The dispute in this instance is over the intended meaning of the phrase "directly to the outdoors", and whether it prohibits a design which collects branch exhaust ducts from multiple rooms for connection to a common trunk duct before reaching a single-point discharge to the atmosphere.
The text of the section provides three distinct prohibitions on the discharge of bath and toilet exhaust air: it cannot be recirculated within a residence; it cannot be introduced into another dwelling unit; and it cannot be discharged into an attic, crawl space, or other areas within the building. Many older homes had bathroom exhaust that terminated in the attic or crawl space and depended on pressure differential to migrate contaminated air to the outdoors through passive vents, a system that was problematic. These designs are no longer allowed. The intent of the phrase in question becomes clear if it is considered as it is written: "shall be exhausted directly to the outdoors". It describes the point of discharge, not the layout of the duct(s).

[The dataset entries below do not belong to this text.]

PR #1419, opened 2024-02-16
remove(sh_sql): Remove adding columns to existing database table

### LINKED ISSUE #1418: Sqlite PRAGMA will return nil in the future

TTT2-0.12.3b (workshop)

Garrysmod will not support PRAGMA and will start to return `nil` in the future.
(currently only the dev branch is affected)

Affected files i found:

https://github.com/TTT-2/TTT2/blob/88849ec06924779df67abda37c0b6f5eb03e14f2/gamemodes/terrortown/gamemode/shared/sh_sql.lua#L251

https://github.com/TTT-2/TTT2/blob/88849ec06924779df67abda37c0b6f5eb03e14f2/lua/ttt2/extensions/sql.lua#L16-L72

This will cause a error like this:

```
[TTT2 (Base) - v0.12.3b] gamemodes/terrortown/gamemode/shared/sh_sql.lua:237: attempt to get length of local 'clmns' (a nil value)
  1. CreateSqlTable - gamemodes/terrortown/gamemode/shared/sh_sql.lua:237
   2. Register - lua/ttt2/libraries/database.lua:960
    3. OnLoaded - lua/ttt2/libraries/items.lua:115
     4. unknown - gamemodes/terrortown/gamemode/server/sv_main.lua:422
```

image
(screenshot of next-update channel on the garrysmod discord)

Histalek:
Before this change it was possible to add columns to an existing database table through the `sql.CreateSqlTable()` function.

This is a troublesome and undocumented(!) functionality which should not exist going further.
Troublesome as once a column is added there is no way back. This whole functionality also sways from the `CreateSqlTable` expectation as running a `CREATE TABLE` statement on an existing sqlite table fails normally. (In our case we used this function to ensure a table exists, hence we now return `true` if the table already exists)

`sql.CreateSqlTable` is now also "soft" deprecated through our code annoations and therefore in our api-docs.
Handling database table definitions should be done through migrations from now on.

"Hard" deprecation (`ErrorNoHalt` on function call) should follow once we have migrated our codebase to use migrations to prevent spamming of deprecation messages.

Additionally this partially fixes #1418 as one of the offending pragma statements is removed.

A few notes:
- i'm not super sure on the `Dev` messages, maybe those could be improved/changed
- i've gone with the "soft" deprecation route so this **could** be merged for v0.13.0, but it is definitely not required.

### DIFF
--- a/gamemodes/terrortown/gamemode/shared/sh_sql.lua
+++ b/gamemodes/terrortown/gamemode/shared/sh_sql.lua
@@ -233,11 +233,26 @@ end
 -- @param table keys the keys for the data @{table}
 -- @return boolean Whether the database table was created successfully
 -- @realm shared
--- @todo usage
+-- @deprecated
 function sql.CreateSqlTable(tableName, keys)
-    local result
-
-    if not sql.TableExists(tableName) then
+    Dev(
+        2,
+        "`sql.CreateSqlTable` is deprecated and should be handled by migrations.",
+        "This ran for table:",
+        tableName
+    )
+    if sql.TableExists(tableName) then
+        Dev(
+            2,
+            "The database table",
+            tableName,
+            "already exists.",
+            "Adding columns to an existing database table via `sql.CreateSqlTable` was removed."
+        )
+        -- We need to return true here to not break our current assumptions
+        -- in our current codebase (database library, roleselection, huds)
+        return true
+    else
         local str = "CREATE TABLE " .. sql.SQLStr(tableName) .. " (name TEXT PRIMARY KEY"
 
         for key, data in pairs(keys) do
@@ -246,39 +261,8 @@ function sql.CreateSqlTable(tableName, keys)
 
         str = str .. ")"
 
-        result = sql.Query(str)
-    else
-        local clmns = sql.Query("PRAGMA table_info(" .. sql.SQLStr(tableName) .. ")")
-
-        for key, data in pairs(keys) do
-            local exists = false
-
-            for i = 1, #clmns do
-                if clmns[i].name ~= key then
-                    continue
-                end
-
-                exists = true
-            end
-
-            if exists then
-                continue
-            end
-
-            local res = sql.ParseDataString(key, data)
-            if not res then
-                continue
-            end
-
-            local resArr = string.Explode(",", res)
-
-            for i = 1, #resArr do
-                sql.Query("ALTER TABLE " .. sql.SQLStr(tableName) .. " ADD " .. resArr[i])
-            end
-        end
+        return sql.Query(str) ~= false
     end
-
-    return result ~= false
 end
 
 ---
--- a/CHANGELOG.md
+++ b/CHANGELOG.md
@@ -108,6 +108,10 @@ All notable changes to TTT2 will be documented here. Inspired by [keep a changel
 - Fixed the scoreboard being stuck open sometimes if the inflictor was no weapon (by @TimGoll)
 - Fixed door health displaying as a humongous string of decimals
 
+### Deprecated
+
+- Deprecated `sql.CreateSqlTable`, use migrations to manage database schemas instead
+
 ### Removed
 
 - Removed some crosshair related convars and replaced them with other ones, see the crosshair settings menu for details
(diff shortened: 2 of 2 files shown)


gamemodes/terrortown/gamemode/shared/sh_sql.lua
```diff
@@ -233,11 +233,26 @@ end
...
 function sql.CreateSqlTable(tableName, keys)
-    local result
-
-    if not sql.TableExists(tableName) then
+    Dev(
+        2,
+        "`sql.CreateSqlTable` is deprecated and should be handled by migrations.",
+        "This ran for table:",
+        tableName
+    )
```
ZenBre4ker, line 243: Deprecating this functionality idk.
Could be still used in migration files.
Maybe check a flag, so that it works without dev message in migrations?

gamemodes/terrortown/gamemode/shared/sh_sql.lua
```diff
@@ -233,11 +233,26 @@ end
...
+        Dev(
+            2,
+            "The database table",
+            tableName,
+            "already exists.",
+            "Adding columns to an existing database table via `sql.CreateSqlTable` was removed."
+        )
+        -- We need to return true here to not break our current assumptions
+        -- in our current codebase (database library, roleselection, huds)
+        return true
```
ZenBre4ker, line 254: Maybe we should check keys and return false if somebody tries to change an existing database.

ZenBre4ker (changes requested):
Generally fine to deprecate it. But I dont like it, that there is no alternative besife writing sql code yourself. I'd like to keep the create sql table function and rather limit it to migrations.

gamemodes/terrortown/gamemode/shared/sh_sql.lua
Histalek: this would be somewhat of a catch-22 with the `pragma` problem :D given that we would need to check the existing keys of the database table

ZenBre4ker: Damn, I see. Didnt know that.

ZenBre4ker (approved):

gamemodes/terrortown/gamemode/shared/sh_sql.lua
ZenBre4ker: Writing own sql statements directly in migration files seems to be the best way.

TimGoll (approved):
Was this functionality used somewhere in our codebase? It is really weird and unexpected behaviour. I therefore agree with your change here. Not sure if it should be Dev 1 or 2, but I think it is fine that way!

ZenBre4ker:
> Was this functionality used somewhere in our codebase? It is really weird and unexpected behaviour. I therefore agree with your change here. Not sure if it should be Dev 1 or 2, but I think it is fine that way!

Everytime we changed the savingKeys for the shop for example, this was used.

TimGoll:
> > Was this functionality used somewhere in our codebase? It is really weird and unexpected behaviour. I therefore agree with your change here. Not sure if it should be Dev 1 or 2, but I think it is fine that way!
> 
> Everytime we changed the savingKeys for the shop for example, this was used.

I'm a bit OOTL on all the recent database/migration changes. So was this changed already? or is this PR breaking things?

ZenBre4ker:
Lets explain it like this:
For example we added in version 0.12.? the DeathOnDropOverride for the shopeditor.
There we added this "item" to the savingKeys as additional Column.
When Sql.CreateSqlTable is called, it checks if the stored Keys are equivalent to the ones that shall be applied.
If that is not the case, we just add them.
Therefore the table is changed.

With this PR this will be forbidden or just not used anymore.
If the savingKeys change, they will not update the sql table anymore and will therefore result in missing data.

TimGoll:
Ok, I get it now, thank you!

saibotk (approved):

Histalek:
Given that this would break users that have played ttt2 before v0.12.0 but haven't started v0.12.0 or above yet i'm not exactly keen on merging this without having the affected tables be fully controlled by migrations.
Holding off on merging this seems like the best idea for now.

TimGoll:
> Given that this would break users that have played ttt2 before v0.12.0 but haven't started v0.12.0 or above yet i'm not exactly keen on merging this without having the affected tables be fully controlled by migrations. Holding off on merging this seems like the best idea for now.

Migrations are done now, in case you want to finish this PR!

Further, nothing in the section specifically addresses multiple-fan, common-duct exhaust systems. Because of the prohibition on recirculating contaminated air within the residence, such systems must be designed to prevent unintentional travel of contaminated air into one of the other rooms that share the system, something typically done through the deployment of backdraft dampers. Although it is commonly understood that such backdraft prevention devices are often less than totally effective, ICC commentary confirms that it is not the intent of the section to prohibit such systems within single dwelling units (see 2018 International Residential Code and Commentary, Section M1505.2).